Personal information
- Born: 22 December 1991 (age 34) Stuttgart, Germany
- Years active: 2010-present
- Website: anja-wicker.de

Sport
- Country: Germany
- Sport: Para Nordic skiing (Para cross-country skiing and Para biathlon)
- Disability class: LW10

Medal record
Representing Germany
Women's Para biathlon
Winter Paralympics
| Gold medal – first place | 2014 Sochi | 10km sitting |
| Silver medal – second place | 2014 Sochi | 12.5km sitting |
| Silver medal – second place | 2026 Milano Cortina | 12.5km sitting |
| Bronze medal – third place | 2022 Beijing | 10km sitting |
| Bronze medal – third place | 2026 Milano Cortina | Sprint sitting |
| Bronze medal – third place | 2026 Milano Cortina | Sprint pursuit sitting |
Women's Para cross-country skiing
Winter Paralympics
| Silver medal – second place | 2026 Milano Cortina | 20 km sitting |

= Anja Wicker =

German Para cross-country skier and biathlete (born 1991)

Anja Wicker (born 22 December 1991) is a German disabled Para cross-country skier and biathlete. She represented Germany at the 2014 Winter Paralympics claiming a gold and a silver medal in the biathlon events. She also represented Germany at the 2018 and 2022 Winter Paralympics.

Wicker was also the recipient of the Silver Laurel Leaf, the highest sport award in Germany.

== Career ==
Anja Wicker took the sport of Nordic skiing in 2006 and started to compete in international arena from 2010. She was qualified to compete at the 2014 Winter Paralympics, which was her first Paralympic event and participated in the cross-country skiing and biathlon events.

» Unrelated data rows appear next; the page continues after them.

PR #2532, opened 2016-06-08
Fix/2.16/location selection failure

alrossi:


alrossi:
This patch depends on https://github.com/dCache/dcache/pull/2531

PR #5635, opened 2020-12-14
pool: sort flush queue only if we going to use the result

kofemann:
Motivation:
Even if flush number of active flushes is configured to be zero, the
StorageClassInfo#internalFlush will sort the requests, but discard the
result.

Modification:
Update StorageClassInfo#internalFlush to sort the flush queue right before
the sorted result is needed. Use Java8 stream to build the sorted sublist.

Result:
Reduce the number of useless CPU intensive operations and lock starvation.

Target: master, 7.0, 6.2
Acked-by: Lea Morschel
Acked-by: Paul Millar
(cherry picked from commit 91cfaa5d3f1ca6031aeec6baf533efda0138526c)


mksahakyan:
retest this please

Issue #5642, opened 2021-01-07
Bad timeout management in TransferManager


paulmillar:
For HTTP-TPC, WebDAV door makes periodic queries to (Remote)TransferManager to learn the current status of a transfer.  These queries are done periodically, controlled by `webdav.third-party-transfers.performance-marker-period`, which defaults to 5 seconds.

The WebDAV door gives RemoteTransferManager half that (so 2.5 seconds, by default) to respond to its query asking the current status of the mover.

If the transfer has started, RemoteTransferManager will contact the pool to query the mover's status.  This query currently uses a hard-coded timeout (30 seconds).

This is undesirable as, if the pool is overloaded, queued queries on the pool are processed even though the value will be discarded (creating unnecessary load), there is additional (unnecessary) logging as the final response from TransferManager is discarded (for taking too long), and the WebDAV door reports a generic problem (timeout taking to TransferManager) rather than showing the underlying problem.

These issues should be fixed if the TransferManager were updated so that the pool query timeout is based on the remaining lifetime of the query from the WebDAV door.  This updated message timeout may need to include a factor that takes into account overheads from TransferManager's reponse to WebDAV (if the pool message times out) not being instantaneous; for example, by decreasing the TTL of the pool message.

paulmillar:
The complete fix requires two patches.  One has been back-ported to the supported branches.  The other has only been committed to `master` branch.  Therefore, this issue is resolved completely when a site upgrades to dCache v7.1

PR #5651, opened 2021-01-12
TransferManager: choose better pool query message TTL

paulmillar:
Motivation:

The TransferManager provides the ability to query the current status of
a transfer, which is used by the WebDAV door to return HTTP-TPC progress
markers.

The progress markers have a strict deadline within which they need to
know the transfer's status.  The message from WebDAV to TransferManager
querying the transfer's status has a TTL that reflects this requirement.

However, the query from TransferManager to the pool has a hard-coded
timeout of 30 seconds.  This timeout is far too long.

Modification:

Update TransferManager so that the timeout (and corresponding TTL) for
the pool-querying message is based on the TTL of the incoming query from
the WebDAV door.

Result:

Better recovery in the case where a pool's message queue is overloaded,
as old (and now useless) requests may be simply discarded.

This patch partially addresses #5642.

Target: master

Request: 7.0
Request: 6.2
Request: 6.1
Request: 6.0
Request: 5.2
Requires-notes: no
Requires-book: no
Patch: https://rb.dcache.org/r/12753/
Acked-by: Tigran Mkrtchyan

### DIFF
--- a/modules/dcache/src/main/java/diskCacheV111/services/TransferManager.java
+++ b/modules/dcache/src/main/java/diskCacheV111/services/TransferManager.java
@@ -255,7 +255,8 @@ public abstract class TransferManager extends AbstractCellComponent
             return message;
         }
 
-        return handler.appendInfo(message);
+        long poolQueryTimeout = Math.min(envelope.getAdjustedTtl(), 30_000);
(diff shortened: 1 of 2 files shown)


mksahakyan:
retest this please

PR #5700, opened 2021-02-02
dcache-frontend: change transfer rate to compute what it advertised

alrossi:
Motivation:

dcache-view currently displays MB/sec for transfer rate, but the
value is the old KB/sec.

Modification:

Make the auxiliary method on TransferInfo provide MB/sec, which
is more useful.  Retain KB/sec in old page by allowing
it to compute KB/sec there.

Result:

Pages display the values advertised.

Target: master
Patch: https://rb.dcache.org/r/12801
Acked-by: Dmitry
Request: 7.0
Request: 6.2
Request: 6.1
Request: 6.0
Request: 5.2


mksahakyan:
retest this please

She claimed her first gold medal in the women's 10km sitting biathlon event and also clinched a silver medal at the 2014 Winter Paralympics in the women's 12.5km sitting biathlon event while the gold medal was claimed by Svetlana Konovalova of Russia in the relevant event.

She won the gold medal in the women's 6 km sitting biathlon event at the 2021 World Para Snow Sports Championships held in Lillehammer, Norway. She also won the bronze medal in the women's 7.5 km sitting cross-country skiing event.